Pursuant to 29 CFR 90.18(c) reconsideration may be granted under
the following circumstances:
(1) If it appears on the basis of facts not previously considered
that the determination complained of was erroneous;
(2) If it appears that the determination complained of was based on
a mistake in the determination of facts not previously considered; or
(3) If in the opinion of the Certifying Officer, a mis-
interpretation of facts or of the law justified reconsideration of the
decision.
The initial investigation revealed that the subject firm does not
produce an article within the meaning of Section 222(a) or Section
222(b) of the Act. Rather, the investigation revealed that the workers'
firm supplied services related to administrative support and customer
services. In order to be considered eligible to apply for adjustment
assistance under Section 223 of the Trade Act of 1974, the worker group
seeking certification (or on whose behalf certification is being
sought) must work for a ``firm'' or appropriate subdivision that
produces an article. The definition of a firm includes an individual
proprietorship, partnership, joint venture, association, corporation
(including a development corporation), business trust, cooperative,
trustee in bankruptcy, and receiver under decree of any court.

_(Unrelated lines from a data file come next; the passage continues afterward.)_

Issue #300, opened 2020-07-28
Weak warning for useless log section


dievsky:
Add a weak warning when a useless `log` section is detected. Specifically, when the rule uses `shell` directive, and `log` isn't referenced in the shell command. Maybe it can also be detected in some other cases as well, like with `run`.

Also it could be nice to add a weak warning on a _missing_ log section.

iromeo:
I like the idea. Also could be applicable to `run` section, also harder to do static code analysis

Just a remark: In case of our cluster profile, it uses log section for cluster log even `log` section isn't used by a shell.

iromeo:
E.g.: `unused` log secton:
```
rule:
  log: "foo"
  shell: "echo 123" 
```

ok example:
```
rule:
  log: "foo"
  shell: "echo 123 &> {log}" 
```

dakochik:
Fixed: 

![unused log section](https://user-images.githubusercontent.com/55440084/127613868-5a86b856-41fd-4305-9208-01f54180d6a9.gif)

dakochik:
Updated:

![unused log section](https://user-images.githubusercontent.com/55440084/128136822-609fd58a-df4a-42c7-8291-fd9f92f0829a.gif)

PR #412, opened 2021-07-30
Features/#300 unused log section

dakochik:
Issue #300 is resolved. Now inspection collects all references from SL injections and checks if there any reference to log section, instead of using regular expressions.

It is using `SnakemakeInspectionVisitor` instead of ` SmkSLInspectionVisitor` because in the second case it is less convenient to find and highlight exact unused `log` sections.


src/main/kotlin/com/jetbrains/snakecharm/lang/psi/SmkSLSectionReferencesCollector.kt
```diff
@@ -0,0 +1,81 @@
...
+        subscriptions?.forEach { st ->
+            val child = (st.node.firstChildNode.psi as? SmkSLReferenceExpressionImpl)
+            if (child != null) {
+                checkSLReference(child)
+            }
+        }
+    }
+
+    private fun checkSLReference(ref: SmkSLReferenceExpressionImpl) {
+        if (ref.isWildcard()) {
```
iromeo, line 67: AFAIU you ignore '{log}' where log is wildcard, so isn't considered as log sections usages (that is reasonable), but this case seems not covered by tests

src/main/kotlin/com/jetbrains/snakecharm/lang/psi/SmkSLSectionReferencesCollector.kt
```diff
@@ -0,0 +1,81 @@
...
+import com.jetbrains.python.psi.PyRecursiveElementVisitor
+import com.jetbrains.python.psi.PyStringLiteralExpression
+import com.jetbrains.snakecharm.lang.psi.elementTypes.SmkElementTypes
+import com.jetbrains.snakecharm.stringLanguage.lang.psi.SmkSLFile
+import com.jetbrains.snakecharm.stringLanguage.lang.psi.SmkSLReferenceExpressionImpl
+import com.jetbrains.snakecharm.stringLanguage.lang.psi.SmkSLSubscriptionExpressionImpl
+
+class SmkSLSectionReferencesCollector(
+    private val searchingType: String,
+    private val isRuleOrCheckpointAppropriate: (SmkRuleOrCheckpoint) -> Boolean = { true }
```
iromeo, line 20: For `use` syntax exection section will be missing, so we will likely got a FP on things like
```shell
rule foo:
   shell: "echo {log}"  # inspection warning here could be ignored, it is already reported, no error on runime, undefined sections are empty listrs

use rule foo as boo:
   log: "aa.log"  # <- likely FP here
```
so please add an issue for `use` support to cover uch case in this inspection.

src/main/kotlin/com/jetbrains/snakecharm/inspections/SmkUnusedLogSectionInspection.kt
```diff
@@ -0,0 +1,72 @@
...
+        }
+
+        private fun visitSMKRuleLike(rule: SmkRuleLike<SmkArgsSection>) {
+            val logSection = rule.getSections().firstOrNull {
+                it.sectionKeyword == SnakemakeNames.SECTION_LOG
+            } ?: return
+            val sectionsByRule = session.putUserDataIfAbsent(KEY, hashSetOf())
+
+            if (rule in sectionsByRule) {
+                return
```
iromeo, line 38: Not sure that is actually needed. What is used for? Is it caching that allows next time not to check the rule? What if rule has changed? Inspections will be re-run automatically, but cache could be out-of-data. Not 100% sure, just my guess. Maybe I didn't get the idea.

src/main/kotlin/com/jetbrains/snakecharm/inspections/SmkUnusedLogSectionInspection.kt
```diff
@@ -0,0 +1,72 @@
...
+            }
+
+            val collector = SmkSLSectionReferencesCollector(SnakemakeNames.SECTION_LOG) {
+                !sectionsByRule.contains(rule)
```
iromeo, line 42: Let's rewrite 3 statements as one, like:
```
SmkSLSectionReferencesCollector() {
..
}.also {
  rule.containing.file.accept(it)
}.getSections().foreach() { ...}
```

iromeo, line 42: Why `!sectionsByRule.contains(rule)` doesn't use lambda argument `it` here? is it a bug? If no, why do we need lambda, we could replace this with just boolean value and pass into constructor.

iromeo (changes requested):

src/main/kotlin/com/jetbrains/snakecharm/inspections/SmkUnusedLogSectionInspection.kt
dakochik: As I understand, `sectionsByRule` will be overwritten before each inspection call (in debug mode, `session` saves rules we need while it checks file rules and then, befor next file inspection, it forgots all rules). During one inspection session code can't be modified, so at this point everything should be ok. 
Every time inspection visits rule statement, it scans all available rules, so we use such check in order not to call scanning (via `SmkSLSectionReferencesCollector`) for rules about which we know, that they were referenced during current inspection session

src/main/kotlin/com/jetbrains/snakecharm/lang/psi/SmkSLSectionReferencesCollector.kt
```diff
@@ -0,0 +1,81 @@
...
+            }
+        }
+    }
+
+    private fun checkSLReference(ref: SmkSLReferenceExpressionImpl) {
+        if (ref.isWildcard()) {
+            return
+        }
+        var element = ref.reference.resolve()
+        if (element.elementType == PyElementTypes.KEYWORD_ARGUMENT_EXPRESSION) {
```
iromeo, line 71: Just if `(element is PyKeywordArgument)` seems we don't need low level access to AST node here. ?

src/main/kotlin/com/jetbrains/snakecharm/lang/psi/SmkSLSectionReferencesCollector.kt
```diff
@@ -0,0 +1,81 @@
...
+            element = (element as PyKeywordArgument).parentOfType<SmkRuleOrCheckpointArgsSection>()
+        }
+        if (
+            (element.elementType == SmkElementTypes.RULE_OR_CHECKPOINT_ARGS_SECTION_STATEMENT
```
iromeo, line 75: Same question as before, why do we need AST tree node type access. Seems PSI is enough here.

src/main/kotlin/com/jetbrains/snakecharm/lang/psi/SmkSLSectionReferencesCollector.kt
```diff
@@ -0,0 +1,81 @@
...
+                ?.map { it.first }
+                ?.filterIsInstance<SmkSLFile>()
+                ?: return
+
+        injectedFiles.forEach(::collectResolvedReferences)
+    }
+
+    private fun collectResolvedReferences(file: SmkSLFile) {
+        val references = PsiTreeUtil.getChildrenOfType(file, SmkSLReferenceExpressionImpl::class.java)
+        references?.forEach { st ->
```
iromeo, line 54: Please avoid using `FooImpl`, used corresponding interface `Foo`

iromeo (changes requested):

dakochik:
fixed: now we check if current rule (not any other) refer to `log` section, new quick fixes, additional tests, code refactoring

iromeo (approved):
In general is good, some things could be improved. No action required. PR is accepted.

In the request for reconsideration, the petitioner stated that the
workers of the subject firm should be eligible for TAA because the
subject firm shifted to a foreign country the supply of like or
[[Page 15824]]
directly competitive services with those provided by the workers of the
subject firm.
The petitioner did not supply facts not previously considered; nor
provide additional documentation indicating that there was either (1) a
mistake in the determination of facts not previously considered or (2)

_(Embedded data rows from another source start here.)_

Issue #413, opened 2021-07-30
Completion features related to 'use' section


dakochik:
- [ ] Add rules, defined in `use` section to `rules.<>` completion list

Related to #355

dakochik:
Fixed:

![use ref](https://user-images.githubusercontent.com/55440084/128729468-6f5658be-7639-4eff-8512-b04ae2001753.PNG)

iromeo:
@dakochik Please add  GIF demo

dakochik:
Done:

![use resolve completion](https://user-images.githubusercontent.com/55440084/129572966-3f467ced-d7e5-4a98-bed3-d43925f07b7a.gif)

Issue #409, opened 2021-07-29
add reference for 'snakefile:' in module declaration


iromeo:
E.g. we could resolve/complete `other_workflow/Snakefile`path  using project *.smk and Snakfile files
```
module other_workflow:
    snakefile: "other_workflow/Snakefile"
```

iromeo:
@dakochik Please add short  GIF demo

dakochik:
Done:

![module file resolve](https://user-images.githubusercontent.com/55440084/129571191-ab44e786-0d21-4c4c-ae1e-3b40b5132832.gif)

PR #415, opened 2021-08-09
Features/#413 use completion

dakochik:
Issue #413 is resolved. Completion and resolve for rule names, which are defined in use section are added. Also it introduces `SmkUnresolvedReferenceInUseSectionInspection` which is used for correct highlighting references to use names, which are used in `use` section definition.


dakochik:
Description of commits, that need to be viwed:

- b01b391 - code refacroting, `SmkUsesType` is removed, `resolve` is done for rules, mentioned in `use` definition and for `rules.<>`. Supports resolve and completion only for current file
- 05bc714 - `resolve` and `completion` in `use` definition and in `rules.<>` now works for imported modules, path to file in `snakefile` sectiion in `module` now is a reference anc can be resolved (see #409 )
- f7565ca - `resolve` and `completion` for rules, which are mentioned in `use` definition or used after `rules.<>` now support rules, which are imported by `include`
- dfc646f - specific highlighting for unresolved rule name reference in `use` definition

dakochik:
Commit 12cd6b9 introduces the same logic as dfc646f but for `rules.<>`. Default python highlighting for unresolved references is enabled.

src/test/resources/features/completion/rules_and_checkpoints_names_completion.feature
```diff
@@ -392,9 +392,17 @@ Feature: Rule and Checkpoints names completion after 'rules.' and 'checkpoints.'
     Given a snakemake project
     And a file "boo.smk" with text
     """
+    include: "zoo.smk"
```
iromeo, line 395: It is better when a test checks a single idea/feature. Here we test several things together - completion from module file and from included file, from undefined module and local rule as other rule. Could you please split test in several independent tests that better reflect which case is being tested.

src/test/resources/features/resolve/rules_and_checkpoints_names_resolve.feature
```diff
@@ -357,12 +357,20 @@ Feature: Resolve name after 'rules.' and 'checkpoints.' to their corresponding d
...
+
     rule something:
       input: "data_file.db"
 
     rule NAME:
       input: "file.txt"
     """
+    And a file "zoo.smk" with text
+    """
+    rule zoo_rule: threads: 1
```
iromeo, line 376: It is better when a test checks a single idea/feature. Here we test several things together - resolve to module and to a file included in module.. Could you please split test in several independent tests that better reflect which case is being tested.

src/test/resources/features/resolve/uses_and_modules_name_resolve.feature
```diff
@@ -27,27 +27,43 @@ Feature: Resolve use and module name to its declaration
...
+    include: "zoo.smk"
+
+    use rule rule_from_zoo as updated_zoo with: threads: 3
+
     rule z:
       input: "data_file.csv"
     """
+    And a file "zoo.smk" with text
+    """
+    rule zoo_rule: threads: 1
```
iromeo, line 43: It is better when a test checks a single idea/feature. Here we test several things together - resolve to module and to a file included in module. Could you please split test in several independent tests that better reflect which case is being tested.

iromeo (changes requested):

src/main/kotlin/com/jetbrains/snakecharm/codeInsight/completion/SmkRulesAndCheckpointsCompletionContributor.kt
```diff
@@ -165,16 +169,25 @@ private fun collectVariantsForElement(
         else -> getVariantsFromIndex(SmkRuleNameIndex.KEY, module, SmkRule::class.java)
     }
 
-    return results.mapNotNull { psi ->
+    val resultList = results.mapNotNull { psi ->
         val name = psi.name
         if (name != null) name to psi else null
     }
+    val usesRules = mutableListOf<Pair<String, SmkRuleOrCheckpoint>>()
+    if (!isCheckPoint) {
```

a misinterpretation of facts or of the law justifying reconsideration
of the initial determination. Based on these findings, the Department
determines that 29 CFR 90.18(c) has not been met.
Conclusion
After careful review of the application and investigative findings,
I conclude that there has been no error or misinterpretation of the law
or of the facts which would justify reconsideration of the Department
of Labor's prior decision. Accordingly, the application is denied.
Signed in Washington, DC, this 12th day of March, 2015.
Michael W. Jaffe,
Certifying Officer, Office of Trade Adjustment Assistance.